Zoran functions in some out-of-joint Croatian time zone, even though he’s lived in Tucson for something like a decade and a half, so his work usually takes a bit longer than one might prefer. But the wait was worth it. I won’t say the instrument looks like new, which I wouldn’t like anyway—the deeper color and darker grain of aged wood give any instrument visual as well as timbral character—but it no longer looks like some frustrated previous owner believed that scraping the bow frog against the cello’s body was a valid performance technique. Zoran noticed that some of the seams were separating, so he tightened those up while he was at it, and the cello now sounds better than ever.

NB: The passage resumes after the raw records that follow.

PR #80, opened 2020-07-31
Create page for saved planners and add util.js

ramyabuva:
I created util.js to hold shared functions to create alerts and planner tables that were necessary for more than one page. 

https://screenshot.googleplex.com/TYeepiUnCCu

### DIFF
--- a/src/main/webapp/js/lib/login.js
+++ b/src/main/webapp/js/lib/login.js
@@ -12,6 +12,10 @@
 // See the License for the specific language governing permissions and
 // limitations under the License.
 
+/**
+ * Array of functions to execute after signing in in addition to onSignIn
+ * @type {!Array<function>}
+ */
 const postSignInHandlers = [];
 
 /**
--- a/src/main/webapp/js/lib/login.js
+++ b/src/main/webapp/js/lib/login.js
@@ -12,13 +12,15 @@
 // See the License for the specific language governing permissions and
 // limitations under the License.
 
+const postSignInHandlers = [];
+
 /**
  * Gets user information and populates the topbar with their image and name
  * @param {GoogleUser} googleUser the currently logged in user
  */
 function onSignIn(googleUser) {
   const profile = googleUser.getBasicProfile();
-  // Add user name and photo to page
+  // Add user name and photo to page.
   const userInfo = document.getElementById('user-info');
   const userName = document.createElement('span');
   userName.setAttribute('class', 'mr-2 d-none d-lg-inline text-gray-600 small');
@@ -29,8 +31,10 @@ function onSignIn(googleUser) {
   userInfo.innerText = ''
   userInfo.appendChild(userName);
   userInfo.appendChild(userPhoto);
-  // make dropdown to sign out visible
+  // Make dropdown to sign out visible.
   document.getElementById('user-dropdown').hidden = false;
+  // Execute each postSignInHandler
+  postSignInHandlers.forEach(func => func(googleUser));
 }
 
 /**
@@ -43,10 +47,18 @@ function signOut() {
   });
 }
 
+function registerPostSignInHandler(handler) {
+  postSignInHandlers.push(handler);
+}
+
 /**
  * Set window onSignIn so the function is executed on login.
  * Exported so that the function can be used on all pages of site.
  */
 window.onSignIn = onSignIn;
 
-export default {onSignIn: onSignIn, signOut: signOut};
+export default {
+  onSignIn: onSignIn,
+  signOut: signOut,
+  registerPostSignInHandler: registerPostSignInHandler
+};
--- a/src/main/webapp/js/lib/utils.js
+++ b/src/main/webapp/js/lib/utils.js
@@ -1,0 +1,77 @@
+// Copyright 2020 Google LLC
+//
+// Licensed under the Apache License, Version 2.0 (the "License");
+// you may not use this file except in compliance with the License.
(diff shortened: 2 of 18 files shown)


src/main/webapp/js/lib/utils.js
```diff
@@ -0,0 +1,77 @@
...
+ */
+function createAlert(message, type, container) {
+  const alert = document.createElement('div');
+  alert.setAttribute('class', `alert alert-${type}`);
+  alert.setAttribute('role', 'alert');
+  alert.appendChild(document.createTextNode(message));
+  container.appendChild(alert);
+}
+
+export default {
```
wli: I just learned that default exports are banned by style guide (https://google.github.io/styleguide/jsguide.html#named-vs-default-exports)

src/main/webapp/js/pages/index.js
```diff
@@ -12,9 +12,9 @@
 // See the License for the specific language governing permissions and
 // limitations under the License.
 
+import Auth from '../lib/login.js';
```
wli: Did a linter re-sort this? If not, I believe that typically sort order is by file name, not by the import name (since you can import lots of things out of it).

src/main/webapp/js/lib/utils.js
```diff
@@ -0,0 +1,77 @@
...
+  courseContainer.appendChild(spinner);
+}
+
+/**
+ * Creates table from a 2D array
+ * @param {Object} tableData 2D array with separation of courses
+ * @param {Object} creditsData Array with credits for each semester
+ * @param {Element} courseContainer container for course list
+ */
+function createTable(tableData, creditsData, courseContainer) {
```
wli: The name seems more generic than it should be. It only creates one type of table. Are you sure this belongs in this util file? If so, you might want to rename the function name to be clearer too.

src/main/webapp/js/pages/savedPlanners.js
```diff
@@ -0,0 +1,90 @@
...
+  card.appendChild(body);
+  document.getElementById('plan-column').appendChild(card);
+}
+
+window.addEventListener('load', () => {
+  function onSignIn(googleuser) {
+    Auth.onSignIn(googleuser);
+    getSavedPlans();
+  }
+  window.onSignIn = onSignIn;
```
wli: can we modify the Auth library to take in an additional callback, instead of overwriting a global here?

src/main/webapp/vendor/startbootstrap/saved-planner-content.jsp
```diff
@@ -0,0 +1,15 @@
...
+<%@ taglib uri="http://java.sun.com/jsp/jstl/fmt" prefix ="fmt" %>
+<!-- Begin Page Content -->
+<div class="container-fluid">
+  <!-- Page Heading -->
+  <div class="d-sm-flex align-items-center justify-content-between mb-4" id="alert-container">
+    <h1 class="h3 mb-0 text-gray-800">Planner: My Saved Plans</h1>
+  </div>
+  <div class="row">
+    <!-- Course Selection Area -->
+    <div class="col-xl-12 col-lg-7" id= "plan-column">
```
wli: are the other 5 width units taken up by the sidebar in `lg-7`? What's the rationale here?

wli (changes requested):

src/main/webapp/vendor/startbootstrap/saved-planner-content.jsp
ramyabuva: I'm actually not sure, it seems to look the same when i remove it from the class -- I was following the pattern set in the UI templates, but I think i'll just remove it.

wli: Ah ok. Normally this changes based on your screen width (if you resize your window, the elements' widths and positions may shift around). Probably a bit beyond the scope of the work here, but it's good to learn someday.

src/main/webapp/js/lib/utils.js
ramyabuva: I did it for utils.js in this PR, but I'll open another one for the rest of the files.

src/main/webapp/js/pages/savedPlanners.js
ramyabuva: I'm not sure how to do this without modifying the functionality for other pages.

savsa (approved):

src/main/webapp/js/pages/savedPlanners.js
wli: For example, in the Auth library, if you add:

```
const postSignInHandlers = [];

function registerPostSignInHandler(handler) {
  postSignInHandlers.push(handler);
}
```

you could call it with:

```
Auth.registerPostSignInHandler(() => {
  getSavedPlans();
});
```

You can call this immediately, without listening to the `load` event here too.

wli (changes requested):

src/main/webapp/js/pages/savedPlanners.js
ramyabuva: Ah i see, that's smart

src/main/webapp/js/lib/login.js
```diff
@@ -12,13 +12,15 @@
 // See the License for the specific language governing permissions and
 // limitations under the License.
 
+const postSignInHandlers = [];
```
wli, line 19: add type information and documentation for this

wli (approved):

Or at least I think it does, judging from playing one C-major scale in first position, which is all I had time to do last night. Zoran had quickly tuned the cello when I arrived to pick it up, but then I had to stash the instrument in the back seat of my car (I’d forgotten to bring the case) and let it rest there while I met some friends for a preprandial drink. Yes, I know it’s unwise for many reasons to leave a cello in a car parked near a bar, but the vehicle was quite visible in the lot next to the Rincon Market, so the cello was in no real danger unless some Sam Hughes aging-yuppie passerby decided just then to launch a life of crime.
Anyway, after I’d gotten home and cooked and eaten dinner, I picked up the cello and found that Zoran had apparently used some bizarre scordatura tuning on it; the tones coming from the open strings had no relation whatsoever to the standard C, G, D and A. The pegs were apparently a bit loose, and by the time I got everything set aright I had time merely to play a scale to recheck the tuning and take delight in my ability to draw a lovely sound from the instrument—an ability that I cannot, to put it mildly, take for granted. The question remains: Will I get anything decent out of it once I start practicing actual music this afternoon? The hiatus has been so long that I’m afraid I’ve forgotten most of what little I’ve learned during the past six months. Initially it was a bit of a relief not to have to carve an hour each day out of my insane November schedule to accommodate practice, but soon I began to miss my cello, and now I know I have some hard work ahead if I’m not going to make a complete fool of myself at my next lesson.